On every line of the listing, check for "install"; copy the lines that have it.

Data for the task
-- Opening Marker --

PR #3784, opened 2024-07-09
Delete newsletter directory (now that it has been transfered to new repo)

da5nsy:
### Summary

As described in https://github.com/the-turing-way/the-turing-way/issues/3352 we're slowly splitting the repo into more manageable chunks. The first chunk is the newsletter folder!

The newsletter directory now has it's own repo at: https://github.com/the-turing-way/newsletter
created as described here: https://github.com/the-turing-way/the-turing-way/issues/3352#issuecomment-1896470970

I'm 90% convinced that this is the right way to go about this, but an alternative proposition would be to not only delete the directory, but to delete it from the history of this repo also. This would have the advantage of reducing the size of the repo.

However, that would:
- rewrite history, which is a pain for projects with lots of open PRs and clones distributed over many people's personal machines
- probably get fiddly because I expect the `/newsletters` directory has been at various different levels/locations/names etc at different times.
- (I also don't technically know how to _do this_ currently, though I expect I could work it out).


bsipocz (approved):

KirstieJane:
This is exciting! Thank you @da5nsy and @bsipocz (and the infrastructure working group!)

JimMadge:
[git filter-repo](https://github.com/newren/git-filter-repo) would probably be the way to go to remove these files from the entire history.

It would mean a force push.

The problem might not be _that_ bad though. Unless someone has modified the newsletter files, there shouldn't be any conflicts. If they have modified the newsletter files, then that should be committed in another repo anyway.

PR #3696, opened 2024-06-04
Update netlify urls

JimMadge:
### Summary

Fixes #3578 

Updates URLs across the repository to use `book.the-turing-way.org` instead of `the-turing-way.netlify.app`.
Also fixes instances of `the-turing-way.netlify.com` (was that an old URL?)

### What should a reviewer concentrate their feedback on?

- [ ] Everything looks ok?

### Acknowledging contributors

- [x] All contributors to this pull request are already named in the [table of contributors](https://github.com/the-turing-way/the-turing-way/blob/main/README.md#contributors) in the README file.
- [ ] The following people should be added to the [table of contributors](https://github.com/the-turing-way/the-turing-way/blob/main/README.md#contributors) in the README file:

PR #4051, opened 2025-02-18
remove multiple dependencies

da5nsy:
## Update: 
Rather than just removing the tornado pin, following [this comment](https://github.com/the-turing-way/the-turing-way/pull/4051#issuecomment-2765702550) this PR has been updated to instead remove most dependencies.

---
### Original text:

`tornado>=6.4.2` is now required by other dependencies, so the manual pin is no longer required.

This time I generated the `requirements.txt` file properly (https://github.com/the-turing-way/the-turing-way/pull/4023#issuecomment-2558127783).

Keeping this as a draft until https://github.com/the-turing-way/the-turing-way/pull/4019 is complete (at which point `requirements.txt` will probably need regenerating).


book/website/requirements.txt
```diff
@@ -1,5 +1,5 @@
 #
-# This file is autogenerated by pip-compile with Python 3.13
+# This file is autogenerated by pip-compile with Python 3.12
```
JimMadge, line 2: Let's do this with 3.13 as that is what CI/deployment uses.

JimMadge:
I think we can _probably_ remove all dependencies apart from `jupyter-book` and `pathways` now.

da5nsy:
> I think we can _probably_ remove all dependencies apart from `jupyter-book` and `pathways` now.

I'll try it out.

da5nsy:
I've tested this locally and nothing obvious breaks.

For future reference:
```
python3.13 -m venv ./venv
source ./venv/bin/activate
python -m pip install --upgrade pip
cd book
pip install -r ./website/requirements.in
make pathways
make serve
pip install pip-tools
cd website
pip-compile requirements.in
```

da5nsy:
I'm not sure I understand @JimMadge... `pip-compile requirements.in` generates a new `requirements.txt` file, which will _then_ be used in CI and Netlify (and for other local builders). I only used `pip install -r ./website/requirements.in` because I was modifying `requirements.in` in this PR.

JimMadge:
> I'm not sure I understand @JimMadge... `pip-compile requirements.in` generates a new `requirements.txt` file, which will _then_ be used in CI and Netlify (and for other local builders). I only used `pip install -r ./website/requirements.in` because I was modifying `requirements.in` in this PR.

What were you trying to do? I don't think you should need to install the `.in` file at all.

da5nsy:
Re: plausible, it looks like @JimMadge removed it [here](https://github.com/the-turing-way/the-turing-way/commit/ff736987ce37c5cb18453a0947aeb6b193bac2a0) but there's no linked discussion in https://github.com/the-turing-way/the-turing-way/pull/3696 so I'm wondering if it got killed by accident?

We _do_ have google analytics as of [this commit](https://github.com/the-turing-way/the-turing-way/commit/cb2a9a9c1b55ed19a17a773af5f26246b231a7d9#diff-210ce24ae4d5231e886d770bbdb3020ff3f944b931194eda685037a9d8c57f3a) by @malvikasharan.

JimMadge:
> When I do this I only get mainly trivial diffs to yours @JimMadge, with the only interesting one being that I do not have a requirement for appnope whereas it looks like you do? It looks like [ipykernal's appnope dependency is system specific](https://github.com/ipython/ipykernel/blob/v6.29.5/pyproject.toml#L33C14-L33C39) (I hadn't seen this before).

Yeah looks like that is the case, I ran `pip-compile` on Darwin 😆. You can remove it if you like, I don't think the runners should need it.

da5nsy:
Just for interest - I was curious what would happen to the mac-os CI build with `appnope` removed from `requirements.txt` and it looks like it does recognise it as a missing dependency and add it back in, specifically for the macos build.
The Windows build, meanwhile, adds in `colorama`, `pywin32`, and `pywinpty`.

I think this is probably the behaviour that we want, but it slightly updates my understanding that the packages in `requirements.txt` are the _only_ packages that are used in a build - it's them _plus_ anything that is a dependency that wasn't listed (and this is prone to pop up if the CI is running on a different OS than the one used to generate the `requirements.txt` file).

JimMadge:
@da5nsy Yeah that makes sense to me.

`pip install -r requirements.txt` will install packages according to the spec in that file, and pip automatically fetches dependencies. So, for the MacOS build those dependencies are fetched.


The trick is, using `pip-compile` will resolve a full cascade of dependencies, your direct dependencies and all sub-dependencies. But, because of platform/arch differences that full list could be different depending on where you run `pip-compile`. `pip-sync` (also in the `pip-tools` package) will give you _exactly_ what is in a `requirements.txt`.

-- Closing Marker --

Task response
python -m pip install --upgrade pip
pip install -r ./website/requirements.in
pip install pip-tools
I'm not sure I understand @JimMadge... `pip-compile requirements.in` generates a new `requirements.txt` file, which will _then_ be used in CI and Netlify (and for other local builders). I only used `pip install -r ./website/requirements.in` because I was modifying `requirements.in` in this PR.
> I'm not sure I understand @JimMadge... `pip-compile requirements.in` generates a new `requirements.txt` file, which will _then_ be used in CI and Netlify (and for other local builders). I only used `pip install -r ./website/requirements.in` because I was modifying `requirements.in` in this PR.
What were you trying to do? I don't think you should need to install the `.in` file at all.
`pip install -r requirements.txt` will install packages according to the spec in that file, and pip automatically fetches dependencies. So, for the MacOS build those dependencies are fetched.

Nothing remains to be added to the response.